***** EXTRACTED RECORDS

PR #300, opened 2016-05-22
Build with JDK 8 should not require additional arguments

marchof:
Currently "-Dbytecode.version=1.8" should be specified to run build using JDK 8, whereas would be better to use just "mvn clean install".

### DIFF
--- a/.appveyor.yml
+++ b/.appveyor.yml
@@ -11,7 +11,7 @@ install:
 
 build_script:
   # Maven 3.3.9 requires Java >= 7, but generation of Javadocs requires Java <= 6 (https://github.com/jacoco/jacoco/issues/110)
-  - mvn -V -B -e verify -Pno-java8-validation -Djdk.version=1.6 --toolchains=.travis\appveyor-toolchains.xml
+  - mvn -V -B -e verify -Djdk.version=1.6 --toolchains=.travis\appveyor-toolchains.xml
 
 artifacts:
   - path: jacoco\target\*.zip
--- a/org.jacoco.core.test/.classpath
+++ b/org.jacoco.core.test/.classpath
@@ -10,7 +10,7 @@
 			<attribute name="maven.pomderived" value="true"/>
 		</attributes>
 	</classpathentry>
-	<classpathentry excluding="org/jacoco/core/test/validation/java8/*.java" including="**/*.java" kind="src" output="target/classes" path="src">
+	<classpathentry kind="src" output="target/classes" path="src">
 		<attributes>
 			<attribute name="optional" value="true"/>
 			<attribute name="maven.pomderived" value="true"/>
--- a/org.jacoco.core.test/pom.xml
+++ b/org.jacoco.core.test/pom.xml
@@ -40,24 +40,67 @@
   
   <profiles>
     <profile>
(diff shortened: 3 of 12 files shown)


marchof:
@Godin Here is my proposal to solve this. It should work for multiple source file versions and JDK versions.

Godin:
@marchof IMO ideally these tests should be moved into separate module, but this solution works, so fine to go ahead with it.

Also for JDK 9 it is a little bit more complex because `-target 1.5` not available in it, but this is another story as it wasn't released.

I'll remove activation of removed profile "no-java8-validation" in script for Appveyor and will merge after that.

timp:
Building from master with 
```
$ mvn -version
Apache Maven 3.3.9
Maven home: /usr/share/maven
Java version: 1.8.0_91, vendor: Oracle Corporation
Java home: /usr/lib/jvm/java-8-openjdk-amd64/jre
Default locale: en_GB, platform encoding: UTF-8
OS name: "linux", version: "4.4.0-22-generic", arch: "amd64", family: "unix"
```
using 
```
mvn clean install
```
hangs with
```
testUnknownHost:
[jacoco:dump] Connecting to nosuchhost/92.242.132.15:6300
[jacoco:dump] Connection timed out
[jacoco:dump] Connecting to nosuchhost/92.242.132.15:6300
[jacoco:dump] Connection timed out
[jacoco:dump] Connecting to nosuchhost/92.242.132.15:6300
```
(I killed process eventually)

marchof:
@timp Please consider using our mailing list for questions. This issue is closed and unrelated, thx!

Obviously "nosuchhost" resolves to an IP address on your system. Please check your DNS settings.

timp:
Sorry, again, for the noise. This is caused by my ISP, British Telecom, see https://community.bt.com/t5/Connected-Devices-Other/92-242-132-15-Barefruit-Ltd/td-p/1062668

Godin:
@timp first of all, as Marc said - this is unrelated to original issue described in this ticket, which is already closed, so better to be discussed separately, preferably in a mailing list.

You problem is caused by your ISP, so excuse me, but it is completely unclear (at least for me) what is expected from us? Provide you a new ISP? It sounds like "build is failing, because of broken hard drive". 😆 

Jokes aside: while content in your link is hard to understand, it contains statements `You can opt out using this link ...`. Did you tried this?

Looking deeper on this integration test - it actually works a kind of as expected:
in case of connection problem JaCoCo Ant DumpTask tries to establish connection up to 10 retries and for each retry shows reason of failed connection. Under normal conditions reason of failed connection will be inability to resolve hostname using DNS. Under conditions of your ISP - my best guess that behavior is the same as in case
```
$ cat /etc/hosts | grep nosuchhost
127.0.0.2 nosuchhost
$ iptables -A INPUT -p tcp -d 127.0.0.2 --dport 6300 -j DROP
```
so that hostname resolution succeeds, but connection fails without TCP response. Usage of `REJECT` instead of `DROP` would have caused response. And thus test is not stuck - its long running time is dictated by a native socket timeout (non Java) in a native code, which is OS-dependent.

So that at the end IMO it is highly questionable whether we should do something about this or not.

**********

- PROBLEM TO WORK ON: Locate the lines above that contain "travis" and copy them.

- SOLUTION TO THE PROBLEM:
-  - mvn -V -B -e verify -Pno-java8-validation -Djdk.version=1.6 --toolchains=.travis\appveyor-toolchains.xml
+  - mvn -V -B -e verify -Djdk.version=1.6 --toolchains=.travis\appveyor-toolchains.xml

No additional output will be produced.